Work required: Copy out all lines in the material below that contain the string "added".

Records for this task:
• • • •
PR #142, opened 2022-02-20
WIP: Front-End Integration

luimot:
## Pull request type

Please check the type of change your PR introduces:

- [x] Code base additions (bugfix, features)
- [ ] Code maintenance (refactoring, formatting, renaming, tests)
- [ ] ReadMe, Docs and GitHub maintenance
- [ ] Other (please describe):

## Pull request checklist

Please check if your PR fulfills the following requirements, depending on the type of PR:

- Code base additions (for bug fixes / features):

  - [ ] Tests for the changes have been added
  - [ ] Docs have been reviewed and added / updated if needed
  - [x] Lint (`black rocketpy`) has passed locally and any fixes were made
  - [x] All tests (`pytest --runslow`) have passed locally

## What is the current behavior?
All information is passed through method arguments or class instance attributes and there's currently no method returning all available simulation information as to easily handle these outputs.

## What is the new behavior?
Work In Progress but the inputs and outputs are more easily handled by an external server.

## Does this introduce a breaking change?

- [ ] Yes
- [x] No

## Other information
First of all, an introduction to why things are being changed the way they are, knowing a GUI integration of RocketPy is underway and in order to accompany it some of the RocketPy library must be changed.
The GUI is being developed in Flutter, a framework running on Dart and due to its (still) small community and very recent rising in popularity the best way to communicate Python with it is through [Flask](https://flask.palletsprojects.com/en/2.0.x/), an HTTP python microframework that enables bidirectional communication as to create an input/output interface for the user with a small delay if the server is local.
A simple diagram of how it works can be seen below:

image

Therefore, the way I found to solve this was to create two methods on each ```rocketpy``` class (excluding the Function class) named ```allInfoReturned``` and ```allPlotInfoReturned``` , those methods return the data as Python dicts, making it a really easy task parsing the information into [JSON](https://www.json.org/json-en.html) format, another great way to pass information to and from the python server. I believe all the @Projeto-Jupiter/front-end team have made the best project decisions to contribute to the project the best way possible but if you have any suggestion be more than welcome and we shall add to this code as well as our own's.
There was also an addition to the ```Flight``` class with the ```timeBeforeParachuteEvent()``` method and the ```parachuteEventTimeCalculated``` attribute  in order to clean the previously cited methods and other plot relevant methods in the file but those need to be revised by someone with more knowledge of the overall code.

PR #157, opened 2022-03-17
WIP: Front-End Integration

luimot:
## Pull request type

## Pull request checklist

All information is passed through method arguments or class instance attributes and there's currently no method returning all available simulation information as to easily handle these outputs.

## What is the new behavior?
Work In Progress but the inputs and outputs are more easily handled by an external server.

- [ ] Yes
- [x] No

## Other information
First of all, an introduction to why things are being changed the way they are, knowing a GUI integration of RocketPy is underway and in order to accompany it some of the RocketPy library must be changed.
The GUI is being developed in Flutter, a framework running on Dart and due to its (still) small community and very recent rising in popularity the best way to communicate Python with it is through [Flask](https://flask.palletsprojects.com/en/2.0.x/), an HTTP python microframework that enables bidirectional communication as to create an input/output interface for the user with a small delay if the server is local.
A simple diagram of how it works can be seen below:

image

Therefore, the way I found to solve this was to create two methods on each ```rocketpy``` class (excluding the Function class) named ```allInfoReturned``` and ```allPlotInfoReturned``` , those methods return the data as Python dicts, making it a really easy task parsing the information into [JSON](https://www.json.org/json-en.html) format, another great way to pass information to and from the python server. I believe all the @Projeto-Jupiter/front-end team have made the best project decisions to contribute to the project the best way possible but if you have any suggestion be more than welcome and we shall add to this code as well as our own's.
There was also an addition to the ```Flight``` class with the ```timeBeforeParachuteEvent()``` method and the ```parachuteEventTimeCalculated``` attribute  in order to clean the previously cited methods and other plot relevant methods in the file but those need to be revised by someone with more knowledge of the overall code.

This is another version of #142 where the commits are cherry-picked so it is easier to review, also there is, at first, outdated code since errors were fixed in upcoming commits, the first ``` Environment.py ``` and ``` Flight.py ``` files can be reviewed so the concept is more easily grasped by the reviewer


Gui-FernandesBR (approved):
In the future it will be nice to implement Launch site coordinates as an information of allInfo() method (currently it is implemented only on info() method). Such feature will facilitate users to locate the lauch point based on UTM zones.

But anyway, great work @luimot , I can't wait for the following Pull Requests from your side!

See example below.

image

rocketpy/Environment.py
```diff
@@ -3221,6 +3221,117 @@ def allInfo(self):
...
+        grid = np.linspace(self.elevation, self.maxExpectedHeight)
+        plotInfo = dict(
+            grid=[i for i in grid],
+            windSpeed=[self.windSpeed(i) for i in grid],
+            windDirection=[self.windDirection(i) for i in grid],
+            speedOfSound=[self.speedOfSound(i) for i in grid],
+            density=[self.density(i) for i in grid],
+            windVelX=[self.windVelocityX(i) for i in grid],
+            windVelY=[self.windVelocityY(i) for i in grid],
+            pressure=[self.pressure(i) / 100 for i in grid],
```
giovaniceotto, line 3245: This `/100` really bugs me.... Is there any reason for it to be here? Are the pressure values being returned in the dict in units different from Pa?

If so, I am not sure this is good practice, since RocketPy strives to use only Pa for consistency throughout the code.

rocketpy/Environment.py
```diff
@@ -3221,6 +3221,117 @@ def allInfo(self):
...
+        Parameters
+        ----------
+        None
+
+        Returns
+        ------
+        plotInfo : Dict
+            Dict of data relevant to plot externally
+        """
+        grid = np.linspace(self.elevation, self.maxExpectedHeight)
```
giovaniceotto, line 3236: `np.linspace` returns 50 evenly spaced samples by default. Is this good enough for all cases? 

These Functions, such as `windSpeed` and `density` can sometimes be defined as arrays, meaning they are already sampled data. In such cases, could the `grid` be just `windSpeed.source[:, 0]`?

rocketpy/Environment.py
```diff
@@ -3221,6 +3221,117 @@ def allInfo(self):
...
+        info = dict(
+            grav=self.g,
+            launch_rail_length=self.rL,
+            elevation=self.elevation,
+            modelType=self.atmosphericModelType,
+            modelTypeMaxExpectedHeight=self.maxExpectedHeight,
+            windSpeed=self.windSpeed(self.elevation),
+            windDirection=self.windDirection(self.elevation),
+            windHeading=self.windHeading(self.elevation),
+            surfacePressure=self.pressure(self.elevation) / 100,  # in hPa
```
giovaniceotto, line 3310: I am not really sure departing from SI will do us any good 😟

giovaniceotto:
I know this has already been merged, but I was curoius to look through the code and ended up adding some comments which can aid in future implementations and in similar PRs reagarding GUI integration. I hope they can help!

rocketpy/Environment.py
luimot: Since the ```allInfoReturned``` is based off the ```allInfo``` method, the pressure on the plots were given in hPa hence the ```/100``` but it can be implemented in hPa at the FE code and ```rocketpy``` stay in SI uniformly.

giovaniceotto: You are right, we do plot in hPa to avoid scientific notation, which doesn't always look good on plots. Still, I am not sure storing information in hPa would be a good practice. 

I worry that there is no documentation behind it saying that it is in hPa, so this might cause some doubts for devs in the future.

luimot: Totally comprehensible and I agree with you, I will make the changes necessary at FE and use only SI in my changes

rocketpy/Environment.py
luimot: This has the same explanation as the previous question about ```self.pressure(i) /100``` and the solution will be the same, implement in FE and maintain ```rocketpy``` as SI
• • • •
Task response:
  - [ ] Tests for the changes have been added
  - [ ] Docs have been reviewed and added / updated if needed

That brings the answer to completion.